A Ghost in the Machine
- First edition (UK)
- Author: Caroline Graham
- Series: Chief Inspector Barnaby
- Genre: Detective fiction
- Publisher: Headline
- Publication date: 1 August 2004
- Publication place: United Kingdom
- Pages: 512
- ISBN: 0755307720
- Preceded by: A Place of Safety

= A Ghost in the Machine =

Book by Caroline Graham

A Ghost in the Machine is a crime novel written by English writer Caroline Graham. It was first published in 2004 by Headline in the United Kingdom, and St. Martin's Minotaur in the United States. The story follows Chief Inspector Tom Barnaby investigating the case of the death of an antique collector. It is the seventh and final volume in Graham's Chief Inspector Barnaby series and preceded by A Place of Safety.

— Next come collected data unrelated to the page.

PR #12928, opened 2019-03-01
Document CSI update

gnufied:
Document CSI volume expansion.

xref https://github.com/kubernetes/enhancements/issues/556

### DIFF
--- a/content/en/docs/concepts/storage/persistent-volumes.md
+++ b/content/en/docs/concepts/storage/persistent-volumes.md
@@ -181,6 +181,7 @@ However, the particular path specified in the custom recycler pod template in th
 
 {{< feature-state for_k8s_version="v1.8" state="alpha" >}}
 {{< feature-state for_k8s_version="v1.11" state="beta" >}}
+
 Support for expanding PersistentVolumeClaims (PVCs) is now enabled by default. You can expand
 the following types of volumes:
 
@@ -193,6 +194,9 @@ the following types of volumes:
 * Azure Disk
 * Portworx
 * FlexVolumes
+* CSI
+
+CSI support is in alpha in 1.14 release and requires enabling `ExpandCSIVolumes` feature gate.
 
 You can only expand a PVC if its storage class's `allowVolumeExpansion` field is set to true.
 
--- a/content/en/docs/concepts/storage/persistent-volumes.md
+++ b/content/en/docs/concepts/storage/persistent-volumes.md
@@ -179,7 +179,6 @@ However, the particular path specified in the custom recycler pod template in th
 
 ### Expanding Persistent Volumes Claims
 
-{{< feature-state for_k8s_version="v1.8" state="alpha" >}}
 {{< feature-state for_k8s_version="v1.11" state="beta" >}}
 
 Support for expanding PersistentVolumeClaims (PVCs) is now enabled by default. You can expand
@@ -195,8 +194,6 @@ the following types of volumes:
 * Portworx
 * FlexVolumes
 * CSI
-
-CSI support is in alpha in 1.14 release and requires enabling `ExpandCSIVolumes` feature gate.
 
 You can only expand a PVC if its storage class's `allowVolumeExpansion` field is set to true.
 
@@ -217,6 +214,13 @@ allowVolumeExpansion: true
 To request a larger volume for a PVC, edit the PVC object and specify a larger
 size. This triggers expansion of the volume that backs the underlying `PersistentVolume`. A
 new `PersistentVolume` is never created to satisfy the claim. Instead, an existing volume is resized.
+
+#### CSI Volume expansion
+
+{{< feature-state for_k8s_version="v1.14" state="alpha" >}}
+
+CSI volume expansion requires enabling `ExpandCSIVolumes` feature gate and also requires specific CSI driver to support volume expansion. Please refer to documentation of specific CSI driver for more information.
+
 
 #### Resizing a volume containing a file system
 
--- a/content/en/docs/reference/command-line-tools-reference/feature-gates.md
+++ b/content/en/docs/reference/command-line-tools-reference/feature-gates.md
@@ -79,8 +79,8 @@ different Kubernetes components.
 | `DynamicVolumeProvisioning` | `true` | Alpha | 1.3 | 1.7 |
 | `DynamicVolumeProvisioning` | `true` | GA | 1.8 | |
 | `EnableEquivalenceClassCache` | `false` | Alpha | 1.8 | |
+| `ExpandCSIVolumes` | `false` | Alpha | 1.14 | | |
 | `ExpandInUsePersistentVolumes` | `false` | Alpha | 1.11 | 1.13 | |
-| `ExpandInUsePersistentVolumes` | `true` | Beta | 1.14 | |
 | `ExpandPersistentVolumes` | `false` | Alpha | 1.8 | 1.10 |
 | `ExpandPersistentVolumes` | `true` | Beta | 1.11 | |
 | `ExperimentalCriticalPodAnnotation` | `false` | Alpha | 1.5 | |


content/en/docs/concepts/storage/persistent-volumes.md
```diff
@@ -193,6 +194,9 @@ the following types of volumes:
 * Azure Disk
 * Portworx
 * FlexVolumes
+* CSI
+
+CSI support is in alpha in 1.14 release and requires enabling `ExpandCSIVolumes` feature gate.
```
msau42: also update the feature gates reference page

content/en/docs/concepts/storage/persistent-volumes.md
```diff
@@ -193,6 +194,9 @@ the following types of volumes:
 * Azure Disk
 * Portworx
 * FlexVolumes
+* CSI
+
```
sftim: Can this use a shortcode, ie `{{< feature-state for_k8s_version="v1.14" state="alpha" >}}`?

sftim: (also, this might want to target _dev-1.14_ rather than _master_).

gnufied: changed the base to dev-1.14

content/en/docs/concepts/storage/persistent-volumes.md
```diff
@@ -193,6 +194,11 @@ the following types of volumes:
 * Azure Disk
 * Portworx
 * FlexVolumes
+* CSI - {{< feature-state for_k8s_version="v1.14" state="alpha" >}}
```
msau42: the tag is not showing up in the preview.  maybe CSI needs to be its own section, similar to what I did for topology

content/en/docs/concepts/storage/persistent-volumes.md
```diff
@@ -181,6 +181,7 @@ However, the particular path specified in the custom recycler pod template in th
 
 {{< feature-state for_k8s_version="v1.8" state="alpha" >}}
```
msau42: can we remove the alpha tag?

content/en/docs/concepts/storage/persistent-volumes.md
```diff
@@ -193,6 +194,11 @@ the following types of volumes:
 * Azure Disk
 * Portworx
 * FlexVolumes
+* CSI - {{< feature-state for_k8s_version="v1.14" state="alpha" >}}
+
+CSI support is in alpha in 1.14 release and requires enabling `ExpandCSIVolumes` feature gate and
```
msau42: Don't need to repeat that it's alpha since we have the feature tag. But keep the feature gate note.

content/en/docs/concepts/storage/persistent-volumes.md
gnufied: you mean it is breaking into a new line right? hmm yeah.

gnufied: I have moved this to its own section.

content/en/docs/concepts/storage/persistent-volumes.md
gnufied: done.

content/en/docs/concepts/storage/persistent-volumes.md
```diff
@@ -214,6 +215,14 @@ To request a larger volume for a PVC, edit the PVC object and specify a larger
 size. This triggers expansion of the volume that backs the underlying `PersistentVolume`. A
 new `PersistentVolume` is never created to satisfy the claim. Instead, an existing volume is resized.
 
+#### CSI Volume expansion
+
+{{< feature-state for_k8s_version="v1.14" state="alpha" >}}
+
+CSI volume expansion requires enabling `ExpandCSIVolumes` feature gate and
+running external resize controller. Please see [external resize controller(https://github.com/kubernetes-csi/external-resizer/)] for more details.
```
msau42: oh actually this is more of a detail for the storage driver, not the kubernetes user right?  You can try following the pattern of the [csi topology docs](https://github.com/kubernetes/website/pull/12889/files#diff-568e6d19b36c4c9d5cda7af639a2c8daR154)

jimangel:
@gnufied @msau42 can I get a technical LGTM then this is ready to merge. Thanks!

/lgtm

content/en/docs/concepts/storage/persistent-volumes.md
gnufied: I prefer style used here actually.  I am posting screenshot of how both docs look below:

Screenshot from 2019-03-18 11-23-45

Screenshot from 2019-03-18 11-23-22

gnufied: I have fixed the link render btw.

content/en/docs/concepts/storage/persistent-volumes.md
```diff
@@ -214,6 +215,14 @@ To request a larger volume for a PVC, edit the PVC object and specify a larger
 size. This triggers expansion of the volume that backs the underlying `PersistentVolume`. A
 new `PersistentVolume` is never created to satisfy the claim. Instead, an existing volume is resized.
 
+#### CSI Volume expansion
+
+{{< feature-state for_k8s_version="v1.14" state="alpha" >}}
+
+CSI volume expansion requires enabling `ExpandCSIVolumes` feature gate and
+running external resize controller. Please see [external resize controller](https://github.com/kubernetes-csi/external-resizer/) for more details.
```
msau42: I still don't think this makes sense for a K8s user.  This is an instruction for the CSI driver author that they need to support this sidecar in their deployment. And that's going to be dependent per driver.

gnufied: How is this a instruction for CSI driver author? This is just telling k8s admin that they need to run resizer sidecar + enable feature gate if they want CSI resizing to work. 

For exmaple - local storage documentation had detail.  Or did you mean by k8s user, not a k8s admin but someone who just uses k8s? I think that distinction is pretty fuzzy in places and I am fine with documenting an alpha feature like this. Because even a non-admin user should know why CSI resizing isn't working for their volume.

msau42: I'm thinking in terms of a K8s end-user assuming that the driver is installed by an admin.  Even then, as an admin, they can't just blindly add the sidecar into the spec and expect resizing to work.  The driver developers need to update, test and release their driver with resizing support.

gnufied: okay sure. I have updated the docs to reflect dependency on respective CSI driver.

content/en/docs/concepts/storage/persistent-volumes.md
```diff
@@ -214,6 +215,15 @@ To request a larger volume for a PVC, edit the PVC object and specify a larger
 size. This triggers expansion of the volume that backs the underlying `PersistentVolume`. A
 new `PersistentVolume` is never created to satisfy the claim. Instead, an existing volume is resized.
 
+#### CSI Volume expansion
+
+{{< feature-state for_k8s_version="v1.14" state="alpha" >}}
+
+CSI volume expansion requires enabling `ExpandCSIVolumes` feature gate and
+running [external resize controller](https://github.com/kubernetes-csi/external-resizer/). You should also look into specific CSI driver documentation and if it
```
msau42: sorry, I really don't think this is an actionable instruction to a K8s user.  We don't talk about enabling any of the other CSI sidecars, so I don't think we should call it out here.

Let's point to kubernetes-csi documentation on how a driver developer can add resizing support to their driver.  But for an end-user, they should be looking at the CSI driver's documentation on how to enable resizing.

gnufied: okay I have removed the bit about having to run sidecar.

msau42:
/lgtm
Thanks!

cody-clark:
Thanks, everyone!

/approve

Unlike the majority of Graham's previous Chief Inspector Barnaby novels, A Ghost in the Machine was not adapted for the television series Midsomer Murders. According to Graham, this was because Chief Inspector Barnaby and Sergeant Troy are absent through the first half of the novel.

==Plot summary==
Village resident Dennis Brinkley, an enthusiastic collector of old war machines and torture weapons, suffers a gruesome death after being crushed by one of his own devices. Although his demise is initially regarded as an accident, his best friend Benny believes otherwise, and her suspicions are only confirmed by local psychic Ava Garrett, who tells her that she will ask Dennis to identify his killer at her next seance.

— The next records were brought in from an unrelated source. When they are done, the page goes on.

PR #12931, opened 2019-03-01
CSI raw block to beta

bswartz:
Move CSI raw block support from alpha to beta

### DIFF
--- a/content/en/docs/concepts/storage/volumes.md
+++ b/content/en/docs/concepts/storage/volumes.md
@@ -1217,20 +1217,16 @@ persistent volume:
 
 #### CSI raw block volume support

However, the elusive murderer silences her before the event can go ahead, leaving Chief Inspector Barnaby, accompanied by his Sergeant Gavin Troy, with two gruesome slayings and a complex mystery to unravel. Several of Dennis's friends and associates come under suspicion, and much of the book is devoted to detailing their tangled lives.

==Reception==
Publishers Weekly stated in its review of the novel: "With its focus on a dozen or so richly diverting characters, British author Graham's well-plotted ninth novel featuring Chief Inspector Tom Barnaby has more in common with Dickens than with Conan Doyle."